Es ist ein Akt der Befreiung. Mit den Namen schüttelt der junge Mann auch die Bürde von zwölf Generationen Familiengeschichte ab: Als ein Niemand kann er sich in Uganda neu erfinden und, so hofft er, Teil des panafrikanischen Traums werden, der nach dem Ende des Kolonialismus auch an der Universität von Kampala geträumt wurde, als dieses sozialistische Reformprojekt den ganzen Kontinent begeisterte und junge Leute von überallher anzog. Doch in Uganda hat sich inzwischen Idi Amin an die Macht geputscht. Jetzt geht es nicht mehr um utopische Befreiungsideen, jetzt geht es um Bürgerkrieg, ethnischen Massenmord und blutiges Gemetzel.
Viele Spitznamen für einen Niemand
Auf dem Campus der Universität werden dem namenlosen Niemand eine Reihe von Spitznamen verpasst. Bis ihm sein einziger ugandischer Freund in der Stunde der größten Gefahr seinen eigenen Namen schenkt – Isaac – und ihm damit das Leben rettet. Mit dem Pass und dem amerikanischen Studentenvisum des Freundes kann sich der Äthiopier aus den ugandischen Wirren in die USA retten, in die kleine College-Stadt Laurel im tiefen Mittelwesten, während sich der echte Isaac in Uganda immer tiefer in die Rebellion gegen den Diktator Idi Amin verstrickt.
"Unsere Namen" ist der dritte Roman von Dinaw Mengestu, einem amerikanischen Autor äthiopischer Herkunft, und sein erster, der mindestens teilweise in Afrika spielt, in den 1970er-Jahren, in dem schmalen Zeitfenster der afrikanischen Reformträume, ehe die neu errungene Unabhängigkeit an den Gräueltaten diverser Putsch-Diktatoren zuschanden ging. In den beiden Vorgängerromanen hatte Mengestudie afrikanische Diaspora in Amerika zu seinem großen Thema gemacht.
Auch der Held von Mengestus neuem Roman ringt unter dem falschen Namen um seine Identität. Ist am Ende das, was die anderen jeweils in ihm sehen, seine Identität? Für Helen, eine junge Sozialarbeiterin, die ihn in Laurel unter ihre Fittiche nimmt und sich in ihn verliebt, ist der falsche Isaac ein unzugänglicher Fremdling, der um seine Herkunft und Geschichte ein Geheimnis macht.

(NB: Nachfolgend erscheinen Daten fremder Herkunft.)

PR #245, opened 2021-07-11
Signature acknowledgement

lunfardo314:
in consensus: each signed VM result message is now acknowledged by special message and re-broadcasting stops

### DIFF
--- a/go.mod
+++ b/go.mod
@@ -16,7 +16,6 @@ require (
 	github.com/mr-tron/base58 v1.2.0
 	github.com/pangpanglabs/echoswagger/v2 v2.1.0
 	github.com/pkg/errors v0.9.1
-	github.com/prometheus/client_golang v1.7.0
 	github.com/spf13/cobra v1.1.3
 	github.com/spf13/pflag v1.0.5
 	github.com/spf13/viper v1.7.0
--- a/go.mod
+++ b/go.mod
@@ -3,6 +3,8 @@ module github.com/iotaledger/wasp
 go 1.16
 
 require (
+	github.com/NebulousLabs/errors v0.0.0-20181203160057-9f787ce8f69e // indirect
+	github.com/NebulousLabs/fastrand v0.0.0-20181203155948-6fb6489aac4e // indirect
 	github.com/PuerkitoBio/goquery v1.6.1
 	github.com/anthdm/hbbft v0.0.0-20190702061856-0826ffdcf567
 	github.com/bytecodealliance/wasmtime-go v0.21.0
@@ -14,6 +16,7 @@ require (
 	github.com/mr-tron/base58 v1.2.0
 	github.com/pangpanglabs/echoswagger/v2 v2.1.0
 	github.com/pkg/errors v0.9.1
+	github.com/prometheus/client_golang v1.7.0
 	github.com/spf13/cobra v1.1.3
 	github.com/spf13/pflag v1.0.5
 	github.com/spf13/viper v1.7.0
--- a/packages/chain/chainimpl/chainimpl.go
+++ b/packages/chain/chainimpl/chainimpl.go
@@ -216,15 +216,16 @@ func (c *chainObj) processPeerMessage(msg *peering.PeerMessage) {
 			c.consensus.EventSignedResultMsg(msgt)
 		}
 	case messages.MsgSignedResultAck:
+		if c.consensus == nil {
+			return	
+		}
 		msgt := &messages.SignedResultAckMsg{}
 		if err := msgt.Read(rdr); err != nil {
 			c.log.Error(err)
 			return
 		}
 		msgt.SenderIndex = msg.SenderIndex
-		if c.consensus != nil {
-			c.consensus.EventSignedResultAckMsg(msgt)
-		}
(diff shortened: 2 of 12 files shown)


go.mod
```diff
@@ -14,6 +16,7 @@ require (
 	github.com/mr-tron/base58 v1.2.0
 	github.com/pangpanglabs/echoswagger/v2 v2.1.0
 	github.com/pkg/errors v0.9.1
+	github.com/prometheus/client_golang v1.7.0
```
dessaya: What is this new dependency for?

packages/chain/consensus/eventproc.go
```diff
@@ -1,4 +1,4 @@
-package consensus
+package consensus //nolint:nolintlint,gofmt
```
dessaya: Can we fix the warnings instead of supressing the linter? Or disable the checks if they mostly give false positives.

packages/peering/group/group.go
```diff
@@ -181,17 +181,36 @@ func (g *groupImpl) ExchangeRound(
...
+	exceptions := make(map[uint16]struct{})
+	for _, i := range except {
+		exceptions[i] = struct{}{}
+	}
+	for i := range g.nodes {
+		if _, ok := exceptions[uint16(i)]; !ok {
+			ret[uint16(i)] = g.nodes[i]
+		}
+	}
+	return ret
```
dessaya: This block looks very similar to the one above, in `AllNodes`. Can it be refactored into a single function?

packages/peering/group/group.go
```diff
@@ -181,17 +181,36 @@ func (g *groupImpl) ExchangeRound(
...
+func (g *groupImpl) OtherNodes(except ...uint16) map[uint16]peering.PeerSender {
+	if len(except) == 0 {
+		return g.other
+	}
+	ret := make(map[uint16]peering.PeerSender)
+	exceptions := make(map[uint16]struct{})
+	for _, i := range except {
+		exceptions[i] = struct{}{}
+	}
+	for i := range g.nodes {
```
dessaya:
```suggestion
	for i := range g.other {
```

go.mod
lunfardo314: hm, no idea... Will fix

packages/chain/consensus/eventproc.go
lunfardo314: if only I knew how... I'll try my best :)

packages/chain/chainimpl/chainimpl.go
```diff
@@ -215,6 +215,16 @@ func (c *chainObj) processPeerMessage(msg *peering.PeerMessage) {
...
+	case messages.MsgSignedResultAck:
+		msgt := &messages.SignedResultAckMsg{}
+		if err := msgt.Read(rdr); err != nil {
+			c.log.Error(err)
+			return
+		}
+		msgt.SenderIndex = msg.SenderIndex
+		if c.consensus != nil {
+			c.consensus.EventSignedResultAckMsg(msgt)
+		}
```
jorgemmsilva: suggestion: early return
```suggestion
		if c.consensus == nil {
			return	
		}
		msgt := &messages.SignedResultAckMsg{}
		if err := msgt.Read(rdr); err != nil {
			c.log.Error(err)
			return
		}
		msgt.SenderIndex = msg.SenderIndex
		c.consensus.EventSignedResultAckMsg(msgt)
```

packages/chain/messages/peermsg.go
```diff
@@ -138,3 +145,23 @@ func (msg *SignedResultMsg) Read(r io.Reader) error {
...
+}
+
+func (msg *SignedResultAckMsg) Read(r io.Reader) error {
+	if err := util.ReadHashValue(r, &msg.EssenceHash); err != nil {
+		return err
+	}
+	if err := util.ReadOutputID(r, &msg.ChainInputID); /* nolint:revive */ err != nil {
+		return err
+	}
+	return nil
```
jorgemmsilva: uneeded if:

```suggestion
	return util.ReadOutputID(r, &msg.ChainInputID)
```

packages/chain/consensus/consensus.go
```diff
@@ -89,10 +91,12 @@ func New(chainCore chain.ChainCore, mempool chain.Mempool, committee chain.Commi
 		nodeConn:                         nodeConn,
 		vmRunner:                         runvm.NewVMRunner(),
 		resultSignatures:                 make([]*messages.SignedResultMsg, committee.Size()),
+		resultSigAck:                     make([]uint16, 0, committee.Size()),
```
jorgemmsilva, line 94: this could potentially be a map: `map[uint16]bool`, so some logic is simplified (creating the `expected` map on some function)

jorgemmsilva (approved):

packages/chain/consensus/consensus.go
lunfardo314: I did it first but then decided this one. The reason is optional parameters on other calls `except ...int` they need slice, not a map

packages/peering/group/group.go
lunfardo314: wanted minimal intrusion into Karolis' code...

PR #250, opened 2021-07-13
Updated off-ledger requests and added tests

lunfardo314:
refactored `nonce` logic in off-ledger requests and added access node tests off-ledger.


client/chainclient/chainclient.go
```diff
@@ -74,7 +77,11 @@ func (c *Client) PostOffLedgerRequest(
 	if len(params) > 0 {
 		par = params[0]
 	}
+	if par.Nonce == 0 {
+		par.Nonce = uint64(time.Now().UnixNano())
+	}
 	offledgerReq := request.NewRequestOffLedger(contractHname, entrypoint, par.Args).WithTransfer(par.Transfer)
+	offledgerReq.WithNonce(par.Nonce)
 	offledgerReq.Sign(c.KeyPair)
```
jorgemmsilva, line 85: an idea: should the nonce be added automatically with `Sign`?

jorgemmsilva (approved):

kape1395 (approved):

client/chainclient/chainclient.go
lunfardo314: may be..

PR #252, opened 2021-07-13
disabled order checking for off-ledger requests in VM 

lunfardo314:


packages/chain/mempool/mempool.go
```diff
@@ -182,7 +182,7 @@ func (m *Mempool) RemoveRequests(reqs ...coretypes.RequestID) {
 	}
 }
 
-const traceInOut = false
+const traceInOut = true
```
jorgemmsilva: is this intended?

jorgemmsilva (approved):

packages/chain/mempool/mempool.go
lunfardo314: it is, but I can disable it. Maybe you are right

PR #255, opened 2021-07-13
Repeat call view on "virtual state has been invalidated"

Juliusan:
A quick update to repeat call view in `counterEquals` function. In the spirit of https://github.com/iotaledger/wasp/pull/248.


kape1395 (approved):

tools/cluster/tests/util.go
```diff
@@ -239,11 +240,27 @@ func waitTrue(timeout time.Duration, fun func() bool) bool {
 	}
 }
 
+func repeatIfInvalidated(fun func() (dict.Dict, error), deadline time.Time) (dict.Dict, error) {
+	result, err := fun()
+	if err != nil {
+		errStr := fmt.Sprintf("%v", err)
+		if strings.Contains(errStr, "virtual state has been invalidated") {
```
jorgemmsilva, line 247: not a fan of checking the error by string matching 😕 
could we create a special kind of error and use `errors.Is`? 
https://pkg.go.dev/errors#Is

tools/cluster/tests/util.go
```diff
@@ -239,11 +240,27 @@ func waitTrue(timeout time.Duration, fun func() bool) bool {
...
+			if time.Now().Before(deadline) {
+				return repeatIfInvalidated(fun, deadline)
```
jorgemmsilva, line 249: should we add some waiting time here before re-trying?

tools/cluster/tests/util.go
Juliusan: Not a fan either. That, I believe, should depend on error code returned from the server. It is done more elegantly on the server side, but do we want to do it here or there? That's a discussion I wanted.

tools/cluster/tests/util.go
Juliusan: Waiting is done on `RepeatOnceIfUnlucky`. I hoped to do without it here... :-)

tools/cluster/tests/util.go
jorgemmsilva: oh okay, I didn't realize this was checking on a http result

lunfardo314 (approved):

PR #256, opened 2021-07-13
Partially convert existing docu and propose a new docu structure.

aleksei-korolev:
Hi!

I made basic setup of docusaurus documentation (in `docOps` folder). Also I moved some parts of old documentation there, so you could use it as a reference to introduce your own changes (because I am very kind, totally not because I misunderstood the task completely). You can find a file structure with empty .md files in the `docOps/docs/in_progress` folder. Other points of interests are `docOps/docusaurus.config.js` (general settings), `docOps/sidebars.js` (ToC), `docOps/src/components/LandingpageComponents` (landing page behavior), `docOps/static` for files other than .md. Also there is a new github workflow to deploy the docs on github pages.

To test the new docs locally, go to `docOps` and run `yarn start`.

I kept the old `docs` folder untouched for now, but the idea is that `docOps/docs` replaces it completely.


dessaya:
I think it will be better to avoid duplicating information / tools / etc. Can we remove the old mdBook configuration if we are not using it anymore? Also remove the `.md` files that were moved to `docOps/`?

aleksei-korolev:
@dessaya could you do it for me please? I moved most of the .md files to the new structure, but there are, for example, source code folder in the tutorial folder and technical specification pdf and a few TODO files (`new` folder and `intro/todo` folders), and I don't really what to do with setup_wasp (docaurus does not support `#include` directive). I want to be sure that I do not lose any information that you need.

You can safely evaporize any traces of mdbooks, we will not use it anymore (I never worked with mdbooks and have no clue where to look).

dessaya:
@aleksei-korolev Ok, let's merge it and then I'll remove the obsolete / duplicate stuff.

dessaya (approved):

PR #258, opened 2021-07-14
Retry on "virtual state has been invalidated"

Juliusan:
It's a continuation of https://github.com/iotaledger/wasp/pull/255. The retry is done on server till some constant timeout. Server returns 409 on "virtual state has been invalidated". The client also retries on 409 until some timeout. I am thinking, maybe the timeout must be passed to http client so the request wouldn't take longer because of longer server timeout.

### DIFF
--- a/packages/webapi/state/callview.go
+++ b/packages/webapi/state/callview.go
@@ -3,6 +3,7 @@ package state
 import (
 	"encoding/hex"
 	"encoding/json"
+	"errors"
 	"fmt"
 	"net/http"
 	"time"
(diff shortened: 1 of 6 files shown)


packages/webapi/state/callview.go
```diff
@@ -72,6 +73,9 @@ func handleCallView(c echo.Context) error {
 	return c.JSON(http.StatusOK, ret)
 }
 
+const retryOnStateInvalidatedRetry = 100 * time.Millisecond //nolint:gofumpt
```
jorgemmsilva, line 76: why the lint ignore?

jorgemmsilva (approved):

lunfardo314 (approved):

packages/webapi/state/callview.go
Juliusan: More clear for me :-) gofumpt offers
```
const(
   a = 1
   b = 2
)
```
but I don't like the grouping :-)

PR #261, opened 2021-07-15
replay protection of off-ledger and MEV prevention

lunfardo314:


packages/vm/vmcontext/runreq.go
```diff
@@ -172,22 +178,20 @@ func (vmctx *VMContext) validateRequest() bool {
...
-	//}
+	// this is a replay protection measure for off-ledger requests assuming in the batch order of requests is random.
+	// See rfc [replay-off-ledger.md]
 
-	return true
+	maxAssumed := accounts.GetMaxAssumedNonce(vmctx.State(), req.SenderAddress())
+	if maxAssumed < OffLedgerNonceStrictOrderTolerance {
+		return true
+	}
+	return req.Nonce() > maxAssumed-OffLedgerNonceStrictOrderTolerance
```
jorgemmsilva, line 194: something about the nonce "range check":
Given a valid nonce (in the accepted range), I can submit N requests (to different SCs), with the same (valid) nonce, and all will accepted right?

I find this a weird property, but maybe it's okay.
What do you think?

packages/vm/vmcontext/runreq.go
```diff
@@ -172,22 +178,20 @@ func (vmctx *VMContext) validateRequest() bool {
...
-	//	vmctx.lastError = fmt.Errorf("validateRequest: invalid order %d <= %d of request %s",
-	//		vmctx.req.Nonce(), lastNonce, req.ID().String())
-	//	return false
-	//}
+	// this is a replay protection measure for off-ledger requests assuming in the batch order of requests is random.
+	// See rfc [replay-off-ledger.md]
 
-	return true
+	maxAssumed := accounts.GetMaxAssumedNonce(vmctx.State(), req.SenderAddress())
+	if maxAssumed < OffLedgerNonceStrictOrderTolerance {
```
jorgemmsilva, line 191: should it be `<=`?
```suggestion
	if maxAssumed <= OffLedgerNonceStrictOrderTolerance {
```

jorgemmsilva (approved):

docs/rfc-tmp/prevent-mev.md
```diff
@@ -0,0 +1,25 @@
+# Prevention of MEV in ISCP
```
dessaya: Documentation is now moved to `docOps` (apparently this is standard across IF repositories).

Propose moving these `.md` files to `docOps/docs/rfc`

packages/vm/core/accounts/internal.go
```diff
@@ -235,11 +235,15 @@ func DecodeBalances(balances dict.Dict) (map[ledgerstate.Color]uint64, error) {
 	return ret, nil
 }
 
-func GetLastNonce(state kv.KVStore, address ledgerstate.Address) uint64 {
-	order, _, _ := codec.DecodeUint64(state.MustGet(kv.Key(address.Bytes()) + "ord"))
-	return order
+func GetMaxAssumedNonce(state kv.KVStore, address ledgerstate.Address) uint64 {
+	nonce, _, _ := codec.DecodeUint64(state.MustGet(kv.Key(address.Bytes()) + "non"))
```
dessaya: `"non"` could be a const?

packages/vm/vmcontext/runreq.go
lunfardo314: yes, it is ok. They can have same nonces but if request ids (hashes) will be the same, it was prevented. However, with each request `maxAssumed` will be increasing, so you wont be able to do it forever, will need to jump to another nonce range.

packages/vm/vmcontext/runreq.go
lunfardo314: I think it is not important. because constant is arbitrary anyway, right?

docs/rfc-tmp/prevent-mev.md
lunfardo314: ok, will do, this was temporary anyway

packages/vm/core/accounts/internal.go
lunfardo314: I just took it from Eric's code :)  Will make a constant

PR #262, opened 2021-07-15
Adds profiling plugin

jorgemmsilva:
instructions on `profiling.md`

### DIFF
--- a/plugins/profiling/plugin.go
+++ b/plugins/profiling/plugin.go
@@ -1,0 +1,82 @@
+package profiling
+
+import (
+	"net/http"
+	"runtime"
+	"sync"
+
+	// import required to profile
+	_ "net/http/pprof"
+
+	profile "github.com/bygui86/multi-profile/v2"
+	"github.com/iotaledger/hive.go/daemon"
+	"github.com/iotaledger/hive.go/logger"
+	"github.com/iotaledger/hive.go/node"
+	"github.com/iotaledger/wasp/packages/parameters"
+)
+
+// PluginName is the name of the profiling plugin.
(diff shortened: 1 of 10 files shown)


plugins/profiling/plugin.go
```diff
@@ -0,0 +1,82 @@
...
+	"github.com/iotaledger/wasp/packages/parameters"
+)
+
+// PluginName is the name of the profiling plugin.
+const PluginName = "Profiling"
+
+var (
+	// plugin is the profiling plugin.
+	plugin *node.Plugin
+	once   sync.Once
```
dessaya: Is `once` really needed? The `Init` function should be called once by the plugin system anyway.
Also, `plugin` doesn't need to be global I think.

tools/cluster/tests/advanced_inccounter_test.go
```diff
@@ -172,6 +172,10 @@ func testAccessNodesOffLedger(t *testing.T, numRequests, numValidatorNodes, clus
 
 	clu1, chain1 := setupAdvancedInccounterTest(t, clusterSize, cmt)
 
+	defer func() {
+		clu1.Stop()
+	}()
```
dessaya: `defer clu1.Stop()`

dessaya (approved):

tools/cluster/tests/advanced_inccounter_test.go
jorgemmsilva: thanks, it was for testing. After that I realized its called on `t.Cleanup` automatically from `NewCluster`.
removed

PR #268, opened 2021-07-15
Implement prometheus plugin

ivange94:
Implement prometheus plugin


plugins/prometheus/plugin.go
```diff
@@ -0,0 +1,82 @@
...
+				},
+			)
+			handler.ServeHTTP(c.Response(), c.Request())
+			return nil
+		})
+
+		bindAddr := parameters.GetString(parameters.PrometheusBindAddress)
+		server = &http.Server{Addr: bindAddr, Handler: e}
+
+		stopped := make(chan struct{})
```
jorgemmsilva, line 57: Why do we need the stopped chan? Doesn't seem to be used.

jorgemmsilva (approved):
LGTM, just 1 question

plugins/prometheus/plugin.go
ivange94: It's used on line 62. `defer close(stopped)`. But it's effect is actually minor so I can remove it if you don't think it's necessary. So basically what it's doing is shutting down the plugin if the was an error starting the server instead of waiting for the shutdown signal to shutdown the plugin. See line 68-70.

jorgemmsilva: sure, makes sense 👍

plugins/prometheus/plugin.go
```diff
@@ -0,0 +1,82 @@
...
+	"github.com/labstack/echo/v4/middleware"
+	"github.com/prometheus/client_golang/prometheus"
+	"github.com/prometheus/client_golang/prometheus/promhttp"
+)
+
+const PluginName = "Prometheus"
+
+var (
+	log    *logger.Logger
+	server *http.Server
```
dessaya: Does this need to be a global var? Maybe it can be local in the background worker.

dessaya (approved):

PR #2760, opened 2023-07-28
feat: Change gas for emit event as linear

### LINKED ISSUE #2742: Event publishing gas should be linear, not fixed
https://github.com/iotaledger/wasp/blob/develop/packages/vm/gas/table.go#L50

right now the cost for emiting events from the ISC sandbox is `constValue(10)`, this should instead scale with the size of the payload

howjmay:
closes #2742


packages/vm/gas/table.go
```diff
@@ -66,7 +66,7 @@ var burnTable = BurnTable{
 	BurnCodeUtilsBLSValidSignature:     {"bls valid", constValue(2000)},
 	BurnCodeUtilsBLSAddrFromPubKey:     {"bls addr", constValue(50)},
 	BurnCodeUtilsBLSAggregateBLS1P:     {"bls aggregate", linear(CoefBLSAggregate)},
-	BurnCodeMinimumGasPerRequest1P:     {"minimum gas per request", minBurn(10000)}, // TODO maybe make it configurable (gov contract?)
+	BurnCodeMinimumGasPerRequest1P:     {"minimum gas per request", minBurn(10000)}, // TODO maybe make it configurable (gov contract?) // FIXME not equal to wasmlib.MinGasFee
```
howjmay: This value is not relative to wasmlib.MinGasFee. Should it relate to wasmlib.MinGasFee?

jorgemmsilva: I guess wasmlib needs to be updated to whatever value we set here

howjmay: It was not the same too. But as you said, I think it is better to synchronize them

packages/chain/cons/cons_test.go
```diff
@@ -346,7 +347,8 @@ func testChained(t *testing.T, n, f, b int) {
 				inccounter.FuncIncCounter.Hname(),
 				dict.New(),
 				uint64(i*reqPerBlock+ii),
-				20000,
+				// FIXME may user other MinGasFee instead of wasmlib.MinGasFee
+				wasmlib.MinGasFee,
```
dessaya: At the very least, wasp core packages like this should not depend on wasmlib.

howjmay: done

packages/vm/gas/table.go
```diff
@@ -47,13 +47,13 @@ var burnTable = BurnTable{
...
 	BurnCodeCallContract:               {"call", constValue(100)},
-	BurnCodeEmitEventFixed:             {"event", constValue(10)},
+	BurnCodeEmitEvent1P:                {"event", linear(1)}, // 1 gas per byte
 	BurnCodeGetAllowance:               {"allowance", constValue(10)},
 	BurnCodeTransferAllowance:          {"transfer", constValue(10)},
 	BurnCodeEstimateStorageDepositCost: {"storage deposit estimate", constValue(5)},
 	BurnCodeSendL1Request:              {"send", linear(Coef1Send)},
 	BurnCodeDeployContract:             {"deploy", constValue(10)},
-	BurnCodeStorage1P:                  {"storage", linear(1)}, // 1 gas per byte
+	BurnCodeStorage1P:                  {"storage", linear(55)}, // 55 gas per byte
```
dessaya, line 56: Just curious, how did you arrive at this number?

dessaya (approved):

packages/vm/gas/table.go
howjmay: It is about the ratio of gas per byte of ETH storage and event

Issue #2401, opened 2023-04-26
Wal: split blocks in subfolders by first two digits of block's hash


Juliusan:

Juliusan:
I've analized a WAL of 231187 blocks. Splitting it to subfolders by first two digits of the hash would result in full amount of subfolders: 256. Splitting by first three digits would also result in full amount of subfolders: 4096. And only splitting by first four digits would result in slightly lower subfolder count (63603), then the amount of four digit hexadecimal numbers (65536). Maybe splitting by first four digits should be implemented.

Issue #2400, opened 2023-04-26
Wal: write block to temporary file and move the file only, when it is done.


Juliusan:

shufps:
I like this ... moving a file is an atomic operation and there is no way to have corrupted/incomplete wal files in case  of a crash (except the tmp-file of course, but it's not used then)

PR #2771, opened 2023-08-03
WAL improvements

Juliusan:
Two WAL improvements:
* Block is written to temporary file and then moved to permanent log location (https://github.com/iotaledger/wasp/issues/2400). So far no deletion of unneded temporary files. It shouldn't be such a huge problem.
* Blocks in WAL folder are split into subfolders according to first two digits of block hash (https://github.com/iotaledger/wasp/issues/2401). For backwards compatibility reasons, blocks are read from WAL root folder too. It also makes it easier to copy blocks between nodes as it is not necessary to create subfolders for them. Finally, if block loading from WAL on node start is enabled, WAL directory is read recursively: blocks in root folder, it its subfolders, in their subfolders, etc... are loaded.


packages/chain/statemanager/sm_gpa/sm_gpa_utils/block_wal.go
```diff
@@ -45,37 +49,77 @@ func NewBlockWAL(log *logger.Logger, baseDir string, chainID isc.ChainID, metric
...
+	subfolderName := blockWALSubFolderName(commitment.BlockHash())
+	folderPath := filepath.Join(bwT.dir, subfolderName)
+	if err := ioutils.CreateDirectory(folderPath, 0o777); err != nil {
+		return fmt.Errorf("failed create folder %v for writing block index %v: %w", folderPath, blockIndex, err)
 	}
-	defer f.Close()
-	blockBytes := block.Bytes()
-	n, err := f.Write(blockBytes)
+	tmpFileName := blockWALTmpFileName(commitment.BlockHash())
+	tmpFilePath := filepath.Join(folderPath, tmpFileName)
```
jorgemmsilva, line 58: should this use `os.TempDir()` instead?

packages/chain/statemanager/sm_gpa/sm_gpa_utils/block_wal.go
```diff
@@ -45,37 +49,77 @@ func NewBlockWAL(log *logger.Logger, baseDir string, chainID isc.ChainID, metric
...
+			tmpFilePath, finalFilePath, err)
 	}
+
 	bwT.metrics.BlockWritten(block.StateIndex())
-	bwT.LogDebugf("Block index %v %s written to wal; file name - %s", blockIndex, commitment, fileName)
+	bwT.LogDebugf("Block index %v %s written to wal; file name - %s", blockIndex, commitment, finalFileName)
 	return nil
 }
 
+func (bwT *blockWAL) containsWithPath(blockHash state.BlockHash) (bool, string) {
```
jorgemmsilva: could this be renamed to `has` or `blockFilepath` or something like that? `containsWithPath` is kinda of a weird name

jorgemmsilva: also the order of the returns should be switched to be "more standard"
example:
```
x , exists := something.Get(key)
```

packages/chain/statemanager/sm_gpa/sm_gpa_utils/block_wal.go
```diff
@@ -45,37 +49,77 @@ func NewBlockWAL(log *logger.Logger, baseDir string, chainID isc.ChainID, metric
...
-	_, err := os.Stat(filepath.Join(bwT.dir, blockWALFileName(blockHash)))
-	return err == nil
+	result, _ := bwT.containsWithPath(blockHash)
+	return result
 }
 
 func (bwT *blockWAL) Read(blockHash state.BlockHash) (state.Block, error) {
-	fileName := blockWALFileName(blockHash)
-	filePath := filepath.Join(bwT.dir, fileName)
+	conains, filePath := bwT.containsWithPath(blockHash)
```
jorgemmsilva: typo

packages/chain/statemanager/sm_gpa/sm_gpa_utils/block_wal.go
```diff
@@ -116,6 +152,28 @@ func (bwT *blockWAL) ReadAllByStateIndex(cb func(stateIndex uint32, block state.
 		}
 		blocksByStateIndex[stateIndex] = stateIndexPaths
 	}
+
+	var checkDir func(dirPath string, dirEntries []os.DirEntry)
+	checkDir = func(dirPath string, dirEntries []os.DirEntry) {
```
jorgemmsilva, line 157:
```suggestion
	checkDir := func(dirPath string, dirEntries []os.DirEntry) {
```

packages/chain/statemanager/sm_gpa/sm_gpa_utils/block_wal.go
```diff
@@ -116,6 +152,28 @@ func (bwT *blockWAL) ReadAllByStateIndex(cb func(stateIndex uint32, block state.
...
+				checkFile(entryPath)
+			}
+		}
+	}
+
+	dirEntries, err := os.ReadDir(bwT.dir)
+	if err != nil {
+		return err
+	}
+	checkDir(bwT.dir, dirEntries)
```
jorgemmsilva, line 175: what is the point of this? to log in case some file is unreadable?

jorgemmsilva (approved):
looks ok overall, a few comments.

btw, I thought we wanted to include the block index in the file name?

packages/chain/statemanager/sm_gpa/sm_gpa_utils/block_wal.go
Juliusan: Cannot be done due to recursive call in function definition.

packages/chain/statemanager/sm_gpa/sm_gpa_utils/block_wal.go
Juliusan: What is the point of what? If WAL directory cannot be listed, error should be thrown. Otherwise, WAL files can be directly in WAL folder (this was the old behaviour and it might be convenient for administrator to add file to a parent folder) or in subfolders according to first two digits of hash. It was easier to do complete recursion that stop at level 2 of folder scanning. I saw no harm in that. However if subfolders cannot be listed, they should simply be ignored and not generate errors.

packages/chain/statemanager/sm_gpa/sm_gpa_utils/block_wal.go
Juliusan: IDK. It seemed simpler this way. I am not sure if there are not going to be name collisions otherwise. If, e.g., two nodes are running on the same OS. This is real at least in test scenarios.

packages/chain/statemanager/sm_gpa/sm_gpa_utils/block_wal.go
jorgemmsilva: I see, the purpose is to fill `blocksByStateIndex`. I would probably write it as:
```
blocksByStateIndex := checkDir(bwT.dir, dirEntries)
```
but whatever works :shrug:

"Unsere Namen" hat zwei Erzählstränge, die sich kapitelweise abwechseln, zwei Erzähler und zwei Schauplätze. In den Amerika-Kapiteln erzählt Helen ihre schwierige heimliche Liebesgeschichte mit dem falschen Isaac, die dadurch zusätzlich erschwert wird, dass der Rassismus in der amerikanischen Provinz die offen gelebte Beziehung zwischen einer Weißen und einem Dunkelhäutigen in den 1970er-Jahren (noch) nicht duldete. In den Uganda-Kapiteln erzählt der Namenlose aus Äthiopien die Geschichte seiner schwierigen Freundschaft mit dem echten Isaac.
Porträt eines rebellischen Streuners
Mit dieser Romangestalt ist Dinaw Mengestu ein faszinierendes Porträt gelungen: Ein junger, revolutionär entzündeter Streuner aus einem der Elendsviertel von Kampala, ein Lügner und Hochstapler, der sich auf den Uni-Campus schwindelt, ohne Student zu sein. Sich dort aber binnen kürzester Zeit das Charisma eines flammenden Aufrührers erwirbt, hauptsächlich durch aktionistische Performances, die ihn als originellen rebellischen Kopf ausweisen.
Aus dem spielerischen Witz seiner frechen Campus-Aktionen wird blutiger Ernst, als Isaac allmählich in den Bannkreis der Milizen driftet, die sich gegen Amins Schreckensherrschaft formieren. Bald zeigt sich, dass die Rebellen-Milizen dem Regime an Gewalttätigkeit nicht nachstehen. Für Isaac ist es da für eine Flucht zu spät. Er ist bereits zu tief in Gräueltaten verwickelt. Dass Isaac dem Namenlosen seine Identität schenkt, statt selbst auszureisen, ist sein größtes Freundschaftsopfer. Der falsche Isaac wird sich lange damit quälen, es angenommen zu haben.